TASK REQUIREMENTS: Among the entries below, count the lines with "claude" in them and state the total without comment.

========

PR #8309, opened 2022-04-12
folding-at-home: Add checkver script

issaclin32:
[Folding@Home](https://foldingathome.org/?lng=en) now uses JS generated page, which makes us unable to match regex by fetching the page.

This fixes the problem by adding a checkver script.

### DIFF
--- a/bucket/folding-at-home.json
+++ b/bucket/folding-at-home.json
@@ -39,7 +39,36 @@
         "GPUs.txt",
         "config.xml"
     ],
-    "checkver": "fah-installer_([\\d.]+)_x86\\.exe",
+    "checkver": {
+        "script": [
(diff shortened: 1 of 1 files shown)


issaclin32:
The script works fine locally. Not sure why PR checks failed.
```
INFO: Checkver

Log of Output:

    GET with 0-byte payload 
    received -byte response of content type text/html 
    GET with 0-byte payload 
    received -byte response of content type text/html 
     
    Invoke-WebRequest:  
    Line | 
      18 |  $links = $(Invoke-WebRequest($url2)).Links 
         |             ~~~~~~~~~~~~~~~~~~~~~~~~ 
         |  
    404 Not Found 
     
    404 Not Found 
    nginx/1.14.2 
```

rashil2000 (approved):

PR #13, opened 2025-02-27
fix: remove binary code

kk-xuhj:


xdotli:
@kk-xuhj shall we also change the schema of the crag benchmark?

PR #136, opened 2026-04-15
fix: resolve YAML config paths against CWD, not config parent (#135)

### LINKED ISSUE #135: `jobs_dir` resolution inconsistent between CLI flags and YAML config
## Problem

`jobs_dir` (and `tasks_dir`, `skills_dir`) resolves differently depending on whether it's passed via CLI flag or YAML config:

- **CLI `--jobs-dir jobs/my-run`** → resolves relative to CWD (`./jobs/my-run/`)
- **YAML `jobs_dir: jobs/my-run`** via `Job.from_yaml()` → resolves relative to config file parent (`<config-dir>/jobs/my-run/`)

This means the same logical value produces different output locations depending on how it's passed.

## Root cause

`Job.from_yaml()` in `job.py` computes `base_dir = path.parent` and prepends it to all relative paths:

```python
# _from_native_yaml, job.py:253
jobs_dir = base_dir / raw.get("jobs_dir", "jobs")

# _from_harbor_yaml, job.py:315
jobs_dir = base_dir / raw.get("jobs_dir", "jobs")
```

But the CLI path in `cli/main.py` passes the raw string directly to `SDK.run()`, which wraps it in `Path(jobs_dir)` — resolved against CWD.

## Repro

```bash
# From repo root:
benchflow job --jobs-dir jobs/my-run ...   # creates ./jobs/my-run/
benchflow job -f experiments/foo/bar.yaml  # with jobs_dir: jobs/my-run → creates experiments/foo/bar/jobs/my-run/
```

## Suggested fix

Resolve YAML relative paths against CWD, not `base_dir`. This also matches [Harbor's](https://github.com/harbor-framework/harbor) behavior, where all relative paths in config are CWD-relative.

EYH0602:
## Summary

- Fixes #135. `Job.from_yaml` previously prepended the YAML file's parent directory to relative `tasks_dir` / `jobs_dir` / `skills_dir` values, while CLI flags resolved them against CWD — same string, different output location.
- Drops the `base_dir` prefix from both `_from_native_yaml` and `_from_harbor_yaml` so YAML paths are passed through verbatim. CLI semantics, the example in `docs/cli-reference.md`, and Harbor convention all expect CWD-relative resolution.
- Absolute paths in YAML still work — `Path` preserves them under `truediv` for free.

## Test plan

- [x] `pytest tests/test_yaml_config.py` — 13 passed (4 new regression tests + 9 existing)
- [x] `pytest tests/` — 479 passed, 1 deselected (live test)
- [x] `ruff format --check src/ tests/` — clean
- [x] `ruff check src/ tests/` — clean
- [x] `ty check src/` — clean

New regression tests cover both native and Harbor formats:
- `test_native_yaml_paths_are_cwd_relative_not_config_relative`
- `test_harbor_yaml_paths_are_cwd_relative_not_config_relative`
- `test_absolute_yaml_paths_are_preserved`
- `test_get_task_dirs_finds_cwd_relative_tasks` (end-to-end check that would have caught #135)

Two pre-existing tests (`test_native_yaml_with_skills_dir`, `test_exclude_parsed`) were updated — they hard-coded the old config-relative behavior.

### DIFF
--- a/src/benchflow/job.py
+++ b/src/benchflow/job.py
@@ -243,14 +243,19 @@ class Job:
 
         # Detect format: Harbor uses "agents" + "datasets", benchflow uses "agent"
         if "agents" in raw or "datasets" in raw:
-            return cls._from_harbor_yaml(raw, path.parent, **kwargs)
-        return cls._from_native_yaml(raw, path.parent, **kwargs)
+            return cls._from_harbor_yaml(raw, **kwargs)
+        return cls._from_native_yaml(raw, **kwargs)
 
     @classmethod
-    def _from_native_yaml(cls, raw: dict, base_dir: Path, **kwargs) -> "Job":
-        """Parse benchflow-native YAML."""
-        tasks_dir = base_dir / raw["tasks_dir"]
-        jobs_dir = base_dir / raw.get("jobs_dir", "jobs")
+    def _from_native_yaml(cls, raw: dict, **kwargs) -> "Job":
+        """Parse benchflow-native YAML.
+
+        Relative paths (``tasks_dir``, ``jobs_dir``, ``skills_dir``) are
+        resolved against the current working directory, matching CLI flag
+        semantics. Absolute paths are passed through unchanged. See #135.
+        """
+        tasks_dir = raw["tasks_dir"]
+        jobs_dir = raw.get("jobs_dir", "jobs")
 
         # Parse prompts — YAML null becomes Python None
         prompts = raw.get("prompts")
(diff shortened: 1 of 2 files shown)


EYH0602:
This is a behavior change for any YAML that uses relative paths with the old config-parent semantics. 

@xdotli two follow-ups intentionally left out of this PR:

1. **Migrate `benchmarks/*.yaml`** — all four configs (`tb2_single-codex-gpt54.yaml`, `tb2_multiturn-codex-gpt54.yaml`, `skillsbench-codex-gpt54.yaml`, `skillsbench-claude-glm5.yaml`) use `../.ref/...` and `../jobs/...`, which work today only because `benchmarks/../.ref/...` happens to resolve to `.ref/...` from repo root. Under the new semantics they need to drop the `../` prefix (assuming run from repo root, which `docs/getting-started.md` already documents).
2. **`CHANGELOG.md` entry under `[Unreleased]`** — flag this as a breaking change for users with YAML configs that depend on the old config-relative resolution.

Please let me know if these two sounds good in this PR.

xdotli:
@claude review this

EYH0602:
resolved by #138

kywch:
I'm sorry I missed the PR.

========

THE COMPLETED TASK: 2